SIAA Champions KIAC Champions
- Conference: Kentucky Intercollegiate Athletic Conference
- Record: 21–2 (5–2 KIAC)
- Head coach: Edgar Diddle (15th season);
- Home arena: Health & Physical Education Building

= 1936–37 Western Kentucky State Teachers Hilltoppers basketball team =

American college basketball season

The 1936–37 Western Kentucky State Teachers Hilltoppers men's basketball team represented Western Kentucky State Normal School and Teachers College (now known as Western Kentucky University) during the 1936-37 NCAA basketball season. The team was led by future Naismith Memorial Basketball Hall of Fame coach Edgar Diddle. Several games scheduled for late January had to be postponed due to flooding along the Ohio River. The Hilltoppers won the Kentucky Intercollegiate Athletic Conference and Southern Intercollegiate Athletic Association championships. Ralph Dudgeon, William “Red” McCrocklin, Max Reed, and Harry Saddler were selected to the All-SIAA team. Dudgeon, McCrocklin, and Saddler, also made the All-KIAC team.

==Schedule==

| 1937 Kentucky Intercollegiate Athletic Conference Tournament |

| Date time, TV | Opponent | Result | Record | Site city, state |
1937 Kentucky Intercollegiate Athletic Conference Tournament
| 2/25/1937 | at Eastern Kentucky KIAC First Round | W 38–25 | 15–2 | Weaver Gymnasium Richmond, KY |
| 2/26/1937 | vs. Kentucky Wesleyan KIAC Quarterfinal | W 51–26 | 16–2 | Weaver Gymnasium Richmond, KY |
| 2/27/1937 | vs. Transylvania KIAC Semifinal | W 53–36 | 17–2 | Weaver Gymnasium Richmond, KY |
| 2/27/1937 | vs.

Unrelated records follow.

PR #38, opened 2019-03-21
Allow using the `che-plugin-broker` as a library in the Workspace CRD controller

davidfestal:
### What does this PR do?

This PR introduces minimal changes to allow using the `che-plugin-broker` as a library in the Workspace CRD Controller Proof of concept.

Added 2 global configuration options to :
- allow skipping the copy of files in the `/plugins` directory (when we are only interested in generating the `ToolingConf` metadata)
- allow using `localhost` instead of the service name in the endpoint URL of the Theia or VSCode plugins


brokers/che-plugin-broker/broker.go
```diff
@@ -107,13 +107,13 @@ func (cheBroker *ChePluginBroker) PushEvents(tun *jsonrpc.Tunnel) {
 	cheBroker.Broker.PushEvents(tun, model.BrokerStatusEventType, model.BrokerResultEventType, model.BrokerLogEventType)
 }
 
-func (cheBroker *ChePluginBroker) processPlugin(meta model.PluginMeta) error {
+func (cheBroker *ChePluginBroker) ProcessPlugin(meta model.PluginMeta, onlyMetadata bool) error {
```
amisevsk: Semantically, I would prefer the "default" option to be `true` instead of false (i.e. rename property to something like `copyFiles`). This is more of a personal preference though -- up to you.

amisevsk: A further change here, to avoid requiring additional parameters to method calls, would be to break down the functions more directly, and have `ProcessPlugin` and `ProcessMetas` be separate entirely. The benefits there would be 
1. It seems like `onlyMetadata` applies only when the url is for an archive, which is maybe unclear
2. `onlyMetadata` causes early returns and has to be tracked across a few function calls

I also only mean this as a suggestion, though.

brokers/theia/broker.go
```diff
@@ -130,10 +130,10 @@ func (b *Broker) processPlugin(meta model.PluginMeta) error {
 	}
 	if pluginImage == "" {
 		// regular plugin
-		return b.injectTheiaFile(meta, archivePath)
+		return b.injectTheiaFile(meta, archivePath, onlyMetadata)
```
garagatyi: The purpose of this method is to inject file. It is better to refactor code instead of just adding boolean parameter to it. And with the remote plugin the problem is the same.

brokers/theia/sidecar.go
```diff
@@ -53,7 +54,11 @@ func AddExtension(toolingConf *model.ToolingConf, pj model.PackageJSON) {
 	sidecarEndpoint := toolingConf.Endpoints[0]
 	prettyID := re.ReplaceAllString(pj.Publisher+"_"+pj.Name, `_`)
 	sidecarTheiaEnvVarName := "THEIA_PLUGIN_REMOTE_ENDPOINT_" + prettyID
-	sidecarTheiaEnvVarValue := "ws://" + sidecarEndpoint.Name + ":" + strconv.Itoa(sidecarEndpoint.TargetPort)
+	sidecarHostname := sidecarEndpoint.Name
+	if cfg.UseLocalhostInPluginUrls {
```
garagatyi: When I was designing this utility it was supposed to not interact with config package. In fact, interacting with the config package is like using global variables.

brokers/vscode/broker.go
```diff
@@ -97,7 +97,7 @@ func (b *Broker) PushEvents(tun *jsonrpc.Tunnel) {
 	b.Broker.PushEvents(tun, model.BrokerStatusEventType, model.BrokerResultEventType, model.BrokerLogEventType)
 }
 
-func (b *Broker) processPlugin(meta model.PluginMeta) error {
+func (b *Broker) ProcessPlugin(meta model.PluginMeta, onlyMetadata bool) error {
```
garagatyi: It would interfere a lot with #37. I would suggest waiting for its merge.

brokers/che-plugin-broker/broker.go
davidfestal: I understand your remarks. Just 2 points:
- As for the `copyFiles` naming, my idea was more to point out that we might only be interested in the **metadata** part of things, just as mentioned in point 3 of this comment from @l0rd  https://github.com/eclipse/che/issues/12398#issue-398338347. But I can change it if necessary.
- As for splitting functions, I agree that some refactoring might be useful, but my idea was mainly to change the structure of the code as less as possible, knowing that a number of changes are ongoing or planned. I would have let the refactoring phase for the upcoming changes planned by @garagatyi.

brokers/theia/broker.go
davidfestal: I agree that some refactoring might be useful, but my idea was mainly to change the structure of the code as less as possible, knowing that a number of changes are ongoing or planned. I would have let the refactoring phase for the upcoming changes planned in the context of meta.yaml and plugin yaml merge.

brokers/theia/sidecar.go
davidfestal: That's what it is: a global variable that is taken into account every time we build an endpoint URL. BTW this global setting is only changed when the brokers are used as a library, so no change for your use-case.

brokers/vscode/broker.go
davidfestal: Do you mean because you did the exact same change in PR #37 (`processPlugin` to `ProcessPlugin`) ? 

I'm OK to wait for the merge of your PR, but do you have any idea if it will be merged soon ?

brokers/theia/sidecar.go
garagatyi: Here I'm more concerned about maintainability of the codebase rather than any particular case

brokers/vscode/broker.go
garagatyi: Yes, want to merge it today. Seems I finished everything and addressed all the reviews so far

davidfestal:
@amisevsk @ibuziuk @garagatyi @l0rd Could you review the PR again please ?

brokers/theia/sidecar.go
davidfestal: Maybe this concern could be tackled in the context of one of the future PRs that are still expected in the upcoming refactoring work on the `che-plugin-broker` ?

I tried to reduce the changes in this PR to the minimum, and in a way that introduce only local non-invasive changes.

Murray State KIAC Final | W 30–18 | 18–2 | Weaver Gymnasium Richmond, KY |
1937 Southern Intercollegiate Athletic Association Tournament
| 3/9/1937 | Mississippi College SIAA Quarterfinal | W 60–25 | 19–2 | Health & Phys Ed Building Bowling Green, KY |
| 3/10/1937 | Union (TN) SIAA Semifinal | W 40–33 | 20–2 | Health & Phys Ed Building Bowling Green, KY |
| 3/10/1937 | Murray State SIAA Final | W 37–32 | 21–2 | Health & Phys Ed Building Bowling Green, KY |
*Non-conference game. ^{#}Rankings from AP Poll. (#) Tournament seedings in parentheses.